Barham Salih is the official Iraqi government's deputy prime minister in charge of the economy. If he will not claim the Iraqi economy is going well, who will? On 29 August he had some good news to announce - an alleged deal (no details yet) between the major Iraqi parties over the distribution of oil revenue.
Yet in announcing the deal, Salih commented, deadpan: "Iraq is a devastated economic wasteland".
It is pretty much a devastated social and political wasteland too, three and a half years since the US/UK invasion - and getting worse.
On 1 September a Pentagon report to the US Congress said sectarian violence had worsened over the past three months
"Death squads and terrorists are locked in mutually reinforcing cycles of sectarian strife"... The Sunni-supremacist insurgency remains "potent and viable".
According to the Pentagon, attacks rose 24 per cent to 792 per week, and Iraqi casualties 51 per cent to nearly 120 per day, over the three months.
Is the official Iraqi government is in any condition to deal with this? Another deadpan US report tells us why not. US general William Caldwell has proudly announced the first of the 10 Iraqi divisions will be transferred from "coalition" (US) command to at least notional Iraqi government control at the start of September. "This is a significant step in the Iraqi path to self-reliance and security", Caldwell said. "What this means is that the Iraqi Minister of Defence is prepared to begin assuming direct operational control over Iraq's armed forces."
So the Iraqi armed forces were not even nominally under Iraqi government control before! Whether those armed forces - large parts of which are recycled Shia and Kurdish militias - will now do what Iraqi government ministers say, and whether they will have the logistic capability to do anything significant without heavy US cooperation, is yet to be seen.

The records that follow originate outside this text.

PR #6659, opened 2022-11-18
[autodiff] Refactor independent block identification

erizmr:
Refactor independent block (IB) identification. 

Changes:
- Separate the identification of IB to `is_ib`and `is_smallest_ib`.
- The purpose is to find IBs as smallest as possible. The `MakeAdjoint` only  happens inside the IBs.
    1. No load/store to alloca outside the current block makes the block an IB.
    2. If it is an IB, either it is an inner most loop or there are global operations required gradient (such as atomics) makes it a smallest IB, i.e., should not dive deeper.

### DIFF
--- a/taichi/transforms/auto_diff.cpp
+++ b/taichi/transforms/auto_diff.cpp
@@ -80,11 +80,8 @@ class IndependentBlocksJudger : public BasicStmtVisitor {
     // - If the #1 is satisfied, either an inner most loop or a block without
     // global atomics / global load is an IB
     ib_meta_data.is_smallest_ib =
-        Judger.qualified_glb_operations_ || Judger.inner_most_loop_;
-
-    // Each smallest IB must be a IB
-    if (ib_meta_data.is_smallest_ib)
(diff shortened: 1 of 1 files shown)


taichi/transforms/auto_diff.cpp
```diff
@@ -45,7 +45,7 @@ class IndependentBlocksJudger : public BasicStmtVisitor {
     is_inside_loop_ = false;
   }
 
-  static bool run(IRNode *root) {
+  static void run(IRNode *root, bool &is_ib, bool &is_smallest_ib) {
```
ailzhang, line 48: aha is it possible to make a IBType enum to manager this? ;)

erizmr: I think there is an inclusion relation between `ib` and `smallest ib`, i.e., a `smallest ib` must be an `ib`. Will a IBType enum help with this?

ailzhang (approved):
LGTM！

PR #6662, opened 2022-11-18
[autodiff] Fix missing global load stmt in independent blocks

erizmr:
Issue: #6666 

Fix missing global load stmt in independent blocks.


ailzhang (approved):
Thanks!

PR #6665, opened 2022-11-18
[Lang] Deprecate element_dim and element_shape in ndarray annotations.

turbo0628:
Issue: #6572 

Changes:
* Add deprecation warning when `element_shape` and `element_dim` are specified.
* Internally remove `element_shape` and `element_dim` inside the type annotation. Added a helper function to create respective MatrixType in dtype for legacy code.
* Add deprecation test.
* Update docstring.


python/taichi/aot/utils.py
```diff
@@ -62,12 +64,14 @@ def produce_injected_args(kernel, symbolic_args=None):
...
                     f'{field_dim} from Arg {arg.name} doesn\'t match kernel\'s annotated field_dim={anno.field_dim}'
                 )
-
-            if anno.dtype is not None and not check_type_match(
-                    dtype, anno.dtype):
-                raise TaichiCompilationError(
-                    f' Arg {arg.name}\'s dtype {dtype.to_string()} doesn\'t match kernel\'s annotated dtype={anno.dtype.to_string()}'
-                )
+            anno_dtype = anno.dtype
+            if isinstance(anno.dtype, MatrixType):
```
ailzhang, line 68: nit: we need to be consistent of using `anno_dtype` or `anno.dtype`, it might cause confusions.

python/taichi/types/ndarray_type.py
```diff
@@ -9,78 +12,107 @@ def __init__(self, element_type, shape=None):
         self.layout = Layout.AOS
 
 
+# TODO(Haidong): This is a helper function that creates a MatrixType
+#                with respect to element_dim and element_shape.
+#                Remove this function when the two args are totally deprecated.
+def make_matrix_dtype_from_element_shape(element_dim, element_shape,
```
ailzhang, line 18:
```suggestion
def _make_matrix_dtype_from_element_shape(element_dim, element_shape,
```

python/taichi/types/ndarray_type.py
```diff
@@ -9,78 +12,107 @@ def __init__(self, element_type, shape=None):
...
+
+    # Scalars
+    if element_dim == 0 or (element_shape is not None
+                            and len(element_shape) == 0):
+        return primitive_dtype
+
+    # Cook element dim and shape into matrix type.
+    mat_dtype = None
+    if element_dim is not None:
+        if element_dim < 0 or element_dim > 2:
```
ailzhang, line 33: we may need to support dtype ndim > 2 in the future but a TODO comment is enough if we don't have a use case for now.

python/taichi/types/ndarray_type.py
```diff
@@ -9,78 +12,107 @@ def __init__(self, element_type, shape=None):
...
+            )
+        # Check dim consistency. The matrix dtype will be cooked later.
+        if element_shape is not None and len(element_shape) != element_dim:
+            raise ValueError(
+                f"Both element_shape and element_dim are specified, but shape doesn't match specified dim: {len(element_shape)}!={element_dim}"
+            )
+        mat_dtype = vector(None,
+                           primitive_dtype) if element_dim == 1 else matrix(
+                               None, None, primitive_dtype)
+    if element_shape is not None:
```
ailzhang, line 45: These `if`s are error prone in the future that it may slip away and return `mat_dtype` as None. 
Can we refactor this function to: 
```
if element_dim is not None:
  ...
  return ...
elif element_shape is not None:
  ...
  return ...
else:
  throw!
```

python/taichi/types/ndarray_type.py
```diff
@@ -9,78 +12,107 @@ def __init__(self, element_type, shape=None):
...
-                )
-
-            if self.element_shape != ndarray_type.element_type.shape():
-                raise ValueError(
-                    f"Invalid argument into ti.types.ndarray() - required element_shape={self.element_shape}, but {ndarray_type.element_type.shape()} is provided"
-                )
+        # FIXME(Haidong) Cannot use Vector/MatrixType due to circular import
+        # Use the CompuoundType instead to determine the specific typs.
+        # TODO Replace CompoundType with MatrixType and VectorType
+        if isinstance(self.dtype, CompoundType):
```
ailzhang, line 92: nit: can we just check if `self.dtype` and `ndarray_type.dtype` match instead of translating them back to element_dim and element_shape? 
This may look like:
```
if isinstance(self.dtype, CompoundType):
   assert isinstance(ndarray_type.dtype, CompoundType)
   # check self.dtype.element_shape, shape and layout matches
else:
  assert isinstance(ndarray_type.dtype, primitive_dtypes) # pseudo code
  # check self.dtype matches ndarray_type.dtype
```

ailzhang (approved):
Awesome thanks! 
Had a few suggestions inline to make the code more readable but otherwise LGTM!

python/taichi/aot/utils.py
turbo0628: Thanks!

python/taichi/types/ndarray_type.py
turbo0628: Exact match of `self.dtype` and `ndarray_type` is too strict for our use cases at the moment. There are `dtype` of MatrixType with `None` shape and `None` dim and `None` type. So the refactored match code is no cleaner than this bunch of if-else. I did the translation just to keep it backward compatible, and yes, we should clean up the logics for type matching for ndarrays. I've get rid of the `element_shape` and `element_dim` vars, but I think it's better to do a full sweep in a follow-up PR, WDYT?

python/taichi/types/ndarray_type.py
turbo0628: I used to place some return statement at each branch, but forgot to change that if back to elif when I unified the returns. Thanks for catching this!

PR #7031, opened 2023-01-03
[opengl] Enable more gles tests in CI

ailzhang:
Issue: #

### Brief Summary
Reland of #7010  with a hack that running gles tests alone. Wanted to enable the tests to prevent regression, will fix the crash that happens when testing vulkan,gles,opengl at the same time.


feisuzhu (approved):
LGTM

Issue #7034, opened 2023-01-03
Support more iterative solvers


FantasyVR:
**Concisely describe the proposed feature**
Sparse matrix and direct sparse solvers are supported in Taichi. To solve very large linear systems, iterative solvers like conjugate gradient solvers (CG)  are more suitable. 

**Describe the solution you'd like (if any)**

- [x] Wrap Eigen's CG solver on CPU backend
- [x] Implement a CG solver on CUDA backend

PR #7035, opened 2023-01-03
[lang] Experimental support of conjugate gradient solver

FantasyVR:
Issue: #7034


python/taichi/linalg/sparse_matrix.py
```diff
@@ -254,10 +255,10 @@ def build(self, dtype=f32, _format='CSR'):
         taichi_arch = get_runtime().prog.config().arch
         if taichi_arch == _ti_core.Arch.x64 or taichi_arch == _ti_core.Arch.arm64:
             sm = self.ptr.build()
-            return SparseMatrix(sm=sm)
+            return SparseMatrix(sm=sm, dtype=dtype)
         if taichi_arch == _ti_core.Arch.cuda:
             sm = self.ptr.build_cuda()
-            return SparseMatrix(sm=sm)
+            return SparseMatrix(sm=sm, dtype=dtype)
```
houkensjtu, line 261: Can we give an error message here for `ti.f64` dtype on CUDA backend?

tests/python/test_cg.py
```diff
@@ -0,0 +1,39 @@
+import numpy as np
+import pytest
+
+import taichi as ti
+from tests import test_utils
+
+
+@pytest.mark.parametrize("ti_dtype", [ti.f32, ti.f64])
+@test_utils.test(arch=ti.cpu)
```
houkensjtu, line 9: Shall we include a test for CUDA backend here, too?

FantasyVR: CUDA backend CG solver hasn't been implemented yet.

python/taichi/linalg/sparse_matrix.py
houkensjtu: It's probably better to raise the error before doing `sm = self.ptr.build_cuda()`.

houkensjtu (approved):
Thank you and LGTM!

taichi/program/conjugate_gradient.cpp
```diff
@@ -0,0 +1,94 @@
...
+  if (!CUBLASDriver::get_instance().is_loaded()) {
+    bool load_success = CUBLASDriver::get_instance().load_cublas();
+    if (!load_success) {
+      TI_ERROR("Failed to load cublas library!");
+    }
+  }
+  CUBLASDriver::get_instance().cubCreate(&handle);
+  // int version;
+  // CUBLASDriver::get_instance().cubGetVersion(handle, &version);
+  // fmt::print("CUBLAS version: {}\n", version);
```
strongoier, line 15: Are we intended to keep these comments?

FantasyVR: I'm not sure if we should print out the version of CuBlas.

strongoier: We can print info like this using `TI_TRACE`.

strongoier (approved):

PR #7037, opened 2023-01-04
[rhi] Update compute CommandList APIs (except dispatch)

bobcao3:
Issue: #6832

### Brief Summary

Compute-only CommandList APIs other than dispatch has been changed to use `noexcept`, and the behavior specifications has been added, and relevant checks are now in place for Vulkan and partially for DX11.


k-ye (approved):
LGTM!

PR #7038, opened 2023-01-04
[Doc] Update type.md

neozhaoliang:
Since we have made `matrix` and `vector` to be different types in v1.4.0, the documentation needs to be updated.


Olinaaaloompa (approved):
LGTM! Thanks

Issue #7002, opened 2022-12-28
Refactor kernel compilation


PGZXB:
(This is part of **_Refactor kernel compilation and launch_**, which aims to split kernel compilation and kernel launching totally.)

### Brief Introduction
1. Isolate the stuff which is not related with kernel compilation from `lang::Kernel`.
2. **`lang::CompileConfig` per compilation** instead of `lang::CompileConfig` per `lang::Program`.
3. Introduce `lang::CompiledKernelData`, `lang::KernelCompiler` to **unify** the compilation result and the interfaces of kernel compilation.
4. Introduce `lang::KernelCompilationManager` to unify the implementation of _cache_ on **ALL** backends, including _online cache_ and _[offline cache](https://github.com/taichi-dev/taichi/issues/4401)_
5. Re-impl the JIT in Python frontend and remove the _online cache_ in frontend 

### Prototype
* An **incomplete** implementation of this proposal: see https://github.com/taichi-dev/taichi/pull/6819 or [PGZXB:dev-refactor-kernelCR-1st-prototype](https://github.com/PGZXB/taichi/tree/dev-refactor-kernelCR-1st-prototype)

### Provide `@ti.pkernel`
> _**NOTE:** The `@ti.pkernel` is **only an attempt** based on the prototype in order to **verify the effect of the proposal**, which is **NOT** a "feature request"._

* `@ti.pkernel` = `@ti.kernel` + `CompileConfig`, which allows the user to specify different compile configuration options for each kernel.
#### Implementation
* See [PGZXB:dev-pkernel-based_on-refactorKCaL_1st_prototype](https://github.com/PGZXB/taichi/tree/dev-pkernel-based_on-refactorKCaL_1st_prototype)
  
#### Example
```python
import taichi as ti

ti.init(arch=ti.vulkan, offline_cache=True, print_preprocessed_ir=False)

@ti.kernel
def K1(a: ti.i32, b: ti.i32) -> ti.i32:
  return a + b


@ti.pkernel(offline_cache=False, print_preprocessed_ir=True)
def PK1(a: ti.i32, b: ti.i32) -> ti.i32:
  return a * b

# Not allowed before finishing "Refactor kernel launch"
# @ti.pkernel(arch=ti.cpu) # ti.cpu != ti.vulkan
# def PK2(a: ti.i32, b: ti.i32) -> ti.i32:
#   return a * b

K1(10, 10)
PK1(10, 10)
# PK2(10, 100)
```

### To-Do List

[...]

PR #7048, opened 2023-01-04
[refactor] Move Kernel::lower() outside the taichi::lang::Kernel

PGZXB:
Issue: #7002


taichi/transforms/compile_to_offloads.cpp
```diff
@@ -41,6 +41,14 @@ void compile_to_offloads(IRNode *ir,
   auto print = make_pass_printer(verbose, kernel->get_name(), ir);
   print("Initial IR");
 
+  if (config.print_preprocessed_ir && start_from_ast) {
+    TI_INFO("[{}] {}:", kernel->get_name(), "Preprocessed IR");
+    std::cout << std::flush;
+    irpass::re_id(ir);
+    irpass::print(ir);
+    std::cout << std::flush;
```
strongoier, line 49: Maybe we don't need to print preprocessed IR again when `verbose == true`. WDYT @lin-hitonami

PGZXB: Agree!

lin-hitonami: makes sense.

strongoier (approved):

The underlying story of the last few months is that USA has tacitly conceded defeat in its drive, over the last year or so, to make its military position in Iraq more manageable by "Iraqisation" - reducing troop numbers, and troop activity on the ground, and relying more on bombing from the air in support of Iraqi government forces cooperating with the USA.
US troop numbers are now rising rather than falling. In early August up to 7000 US troops went on to the streets of Baghdad in an effort described as "retaking the city". Without success.
Both the US/UK occupation, and the sectarian Islamist militias, are driving towards disaster. The Iraqi workers' movement now tentatively re-raising its head is the only hope for a democratic, livable, free Iraq. Solidarity with it is our first duty.